(Information supplied)
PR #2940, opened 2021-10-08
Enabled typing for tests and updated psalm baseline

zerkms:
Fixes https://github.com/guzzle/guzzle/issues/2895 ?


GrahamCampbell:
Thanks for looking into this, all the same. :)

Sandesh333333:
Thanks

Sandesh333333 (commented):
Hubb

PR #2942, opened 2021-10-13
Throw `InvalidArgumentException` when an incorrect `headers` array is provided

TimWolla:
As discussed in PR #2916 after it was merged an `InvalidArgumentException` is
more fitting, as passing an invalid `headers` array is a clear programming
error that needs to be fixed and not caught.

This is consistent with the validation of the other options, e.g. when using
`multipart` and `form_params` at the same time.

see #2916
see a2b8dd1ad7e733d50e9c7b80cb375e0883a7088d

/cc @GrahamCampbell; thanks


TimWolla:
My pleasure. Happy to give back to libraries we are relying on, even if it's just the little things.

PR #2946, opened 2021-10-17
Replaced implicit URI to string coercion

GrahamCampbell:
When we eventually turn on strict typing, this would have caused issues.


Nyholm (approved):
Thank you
(End Information supplied)
(Information supplied)
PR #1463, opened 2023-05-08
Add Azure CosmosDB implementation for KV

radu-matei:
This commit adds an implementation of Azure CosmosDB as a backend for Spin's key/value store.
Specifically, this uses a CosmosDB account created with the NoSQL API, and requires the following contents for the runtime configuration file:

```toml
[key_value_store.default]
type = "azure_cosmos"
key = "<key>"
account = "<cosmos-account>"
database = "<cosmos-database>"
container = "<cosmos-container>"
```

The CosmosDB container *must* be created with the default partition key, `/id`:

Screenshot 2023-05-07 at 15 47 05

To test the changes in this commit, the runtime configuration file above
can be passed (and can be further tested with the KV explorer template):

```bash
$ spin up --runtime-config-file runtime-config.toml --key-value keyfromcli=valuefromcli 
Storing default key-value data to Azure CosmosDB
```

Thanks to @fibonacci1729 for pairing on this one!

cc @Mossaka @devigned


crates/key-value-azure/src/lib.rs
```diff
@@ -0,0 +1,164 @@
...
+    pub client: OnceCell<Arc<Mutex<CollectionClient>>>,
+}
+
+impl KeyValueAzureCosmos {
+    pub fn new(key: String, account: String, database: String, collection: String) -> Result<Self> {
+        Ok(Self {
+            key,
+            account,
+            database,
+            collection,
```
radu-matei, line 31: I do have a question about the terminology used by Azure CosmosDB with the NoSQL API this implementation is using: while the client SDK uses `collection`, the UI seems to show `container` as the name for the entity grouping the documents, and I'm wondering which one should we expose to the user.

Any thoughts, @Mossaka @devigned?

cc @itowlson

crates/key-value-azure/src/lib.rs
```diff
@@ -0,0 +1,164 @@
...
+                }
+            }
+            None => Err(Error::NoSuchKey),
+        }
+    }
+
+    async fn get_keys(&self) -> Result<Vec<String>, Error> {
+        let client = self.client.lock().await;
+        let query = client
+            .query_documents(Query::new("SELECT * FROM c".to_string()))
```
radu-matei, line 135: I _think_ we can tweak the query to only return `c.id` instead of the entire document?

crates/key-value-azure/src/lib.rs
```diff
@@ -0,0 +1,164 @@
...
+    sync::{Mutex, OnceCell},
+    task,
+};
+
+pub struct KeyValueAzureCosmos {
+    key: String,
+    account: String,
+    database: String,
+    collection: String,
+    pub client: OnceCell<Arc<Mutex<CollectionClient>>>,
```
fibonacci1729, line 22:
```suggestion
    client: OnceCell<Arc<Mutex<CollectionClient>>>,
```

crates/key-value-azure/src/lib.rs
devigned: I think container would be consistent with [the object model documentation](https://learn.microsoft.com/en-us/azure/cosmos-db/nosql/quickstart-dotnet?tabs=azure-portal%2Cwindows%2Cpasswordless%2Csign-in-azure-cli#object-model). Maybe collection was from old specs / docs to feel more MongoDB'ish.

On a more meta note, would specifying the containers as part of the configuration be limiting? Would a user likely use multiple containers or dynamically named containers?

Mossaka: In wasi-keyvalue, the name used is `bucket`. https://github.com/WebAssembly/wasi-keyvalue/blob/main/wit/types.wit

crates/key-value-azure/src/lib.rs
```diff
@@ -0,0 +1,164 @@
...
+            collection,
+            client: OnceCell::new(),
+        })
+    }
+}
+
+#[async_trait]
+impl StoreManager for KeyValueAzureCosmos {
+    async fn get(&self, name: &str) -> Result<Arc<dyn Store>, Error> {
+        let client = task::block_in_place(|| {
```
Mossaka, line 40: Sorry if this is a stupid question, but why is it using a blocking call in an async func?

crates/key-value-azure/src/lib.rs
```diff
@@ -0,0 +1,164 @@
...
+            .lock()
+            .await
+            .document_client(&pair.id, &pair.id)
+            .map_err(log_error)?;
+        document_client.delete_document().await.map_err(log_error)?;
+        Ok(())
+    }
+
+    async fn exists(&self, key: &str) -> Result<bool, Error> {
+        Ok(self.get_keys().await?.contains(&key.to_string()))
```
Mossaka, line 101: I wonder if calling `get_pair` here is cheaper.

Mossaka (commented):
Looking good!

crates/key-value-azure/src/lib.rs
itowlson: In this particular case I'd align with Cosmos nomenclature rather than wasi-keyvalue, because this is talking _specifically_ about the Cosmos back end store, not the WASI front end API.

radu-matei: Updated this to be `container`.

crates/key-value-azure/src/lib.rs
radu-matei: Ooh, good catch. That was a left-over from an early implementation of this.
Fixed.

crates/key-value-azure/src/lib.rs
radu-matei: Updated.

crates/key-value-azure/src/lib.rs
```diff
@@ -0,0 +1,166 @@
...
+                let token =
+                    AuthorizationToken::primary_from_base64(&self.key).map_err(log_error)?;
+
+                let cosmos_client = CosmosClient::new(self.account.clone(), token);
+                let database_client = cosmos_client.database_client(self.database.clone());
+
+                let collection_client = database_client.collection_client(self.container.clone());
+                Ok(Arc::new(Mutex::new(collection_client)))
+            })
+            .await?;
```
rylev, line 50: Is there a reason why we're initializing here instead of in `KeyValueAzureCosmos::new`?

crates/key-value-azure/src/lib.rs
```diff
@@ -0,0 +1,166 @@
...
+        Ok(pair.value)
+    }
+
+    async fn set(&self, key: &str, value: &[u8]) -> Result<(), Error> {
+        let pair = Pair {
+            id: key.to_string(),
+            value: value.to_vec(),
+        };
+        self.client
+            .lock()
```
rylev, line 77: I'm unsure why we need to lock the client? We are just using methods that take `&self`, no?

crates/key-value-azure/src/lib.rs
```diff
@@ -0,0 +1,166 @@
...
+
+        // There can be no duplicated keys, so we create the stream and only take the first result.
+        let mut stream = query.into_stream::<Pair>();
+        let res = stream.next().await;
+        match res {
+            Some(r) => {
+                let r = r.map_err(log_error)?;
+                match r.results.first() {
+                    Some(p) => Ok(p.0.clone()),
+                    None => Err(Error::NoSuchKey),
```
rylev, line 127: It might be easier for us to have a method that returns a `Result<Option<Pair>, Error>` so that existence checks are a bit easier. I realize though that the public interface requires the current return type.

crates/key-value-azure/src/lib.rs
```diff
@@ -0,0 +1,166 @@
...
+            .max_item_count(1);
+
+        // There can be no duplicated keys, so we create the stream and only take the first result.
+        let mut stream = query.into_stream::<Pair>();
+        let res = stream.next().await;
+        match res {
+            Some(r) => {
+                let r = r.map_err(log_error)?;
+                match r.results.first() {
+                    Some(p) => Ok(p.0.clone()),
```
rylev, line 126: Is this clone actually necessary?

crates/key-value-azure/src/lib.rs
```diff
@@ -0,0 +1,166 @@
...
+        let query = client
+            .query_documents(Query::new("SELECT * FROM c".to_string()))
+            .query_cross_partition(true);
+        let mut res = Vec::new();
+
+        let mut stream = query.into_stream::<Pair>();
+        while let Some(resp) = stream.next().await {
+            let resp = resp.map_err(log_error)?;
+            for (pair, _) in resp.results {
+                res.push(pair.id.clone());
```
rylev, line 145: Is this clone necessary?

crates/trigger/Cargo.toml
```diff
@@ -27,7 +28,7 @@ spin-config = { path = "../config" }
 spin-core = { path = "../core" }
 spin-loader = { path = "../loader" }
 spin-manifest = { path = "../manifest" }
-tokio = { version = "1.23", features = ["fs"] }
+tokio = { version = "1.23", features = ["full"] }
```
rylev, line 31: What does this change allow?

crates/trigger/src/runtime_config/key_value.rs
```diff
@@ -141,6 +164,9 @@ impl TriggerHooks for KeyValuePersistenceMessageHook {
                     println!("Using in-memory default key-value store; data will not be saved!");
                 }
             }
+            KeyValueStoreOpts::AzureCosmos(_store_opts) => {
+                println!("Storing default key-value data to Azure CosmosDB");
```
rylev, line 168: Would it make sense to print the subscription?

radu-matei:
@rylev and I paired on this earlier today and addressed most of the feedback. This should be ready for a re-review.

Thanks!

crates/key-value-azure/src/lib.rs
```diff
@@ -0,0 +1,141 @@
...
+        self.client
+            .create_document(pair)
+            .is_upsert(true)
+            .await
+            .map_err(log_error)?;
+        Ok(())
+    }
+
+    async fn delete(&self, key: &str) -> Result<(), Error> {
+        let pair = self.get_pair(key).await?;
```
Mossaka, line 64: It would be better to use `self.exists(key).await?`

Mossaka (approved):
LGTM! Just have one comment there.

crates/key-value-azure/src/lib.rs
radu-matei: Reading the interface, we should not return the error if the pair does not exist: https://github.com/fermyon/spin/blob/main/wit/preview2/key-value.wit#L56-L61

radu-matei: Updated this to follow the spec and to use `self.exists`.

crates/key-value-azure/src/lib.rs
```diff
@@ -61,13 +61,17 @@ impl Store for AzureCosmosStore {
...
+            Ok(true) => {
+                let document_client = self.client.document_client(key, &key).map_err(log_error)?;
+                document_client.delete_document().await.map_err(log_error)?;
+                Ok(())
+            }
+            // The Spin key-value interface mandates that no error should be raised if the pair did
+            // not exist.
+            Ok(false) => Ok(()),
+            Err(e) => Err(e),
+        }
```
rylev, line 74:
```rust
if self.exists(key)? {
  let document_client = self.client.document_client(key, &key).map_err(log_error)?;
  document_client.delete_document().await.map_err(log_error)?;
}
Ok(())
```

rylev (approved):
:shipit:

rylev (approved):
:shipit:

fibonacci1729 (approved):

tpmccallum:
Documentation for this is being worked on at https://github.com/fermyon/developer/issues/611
(End Information supplied)
## What needs to be done
Each line of the data that includes the word "None" counts once; report the total and nothing more.

## Task answer
2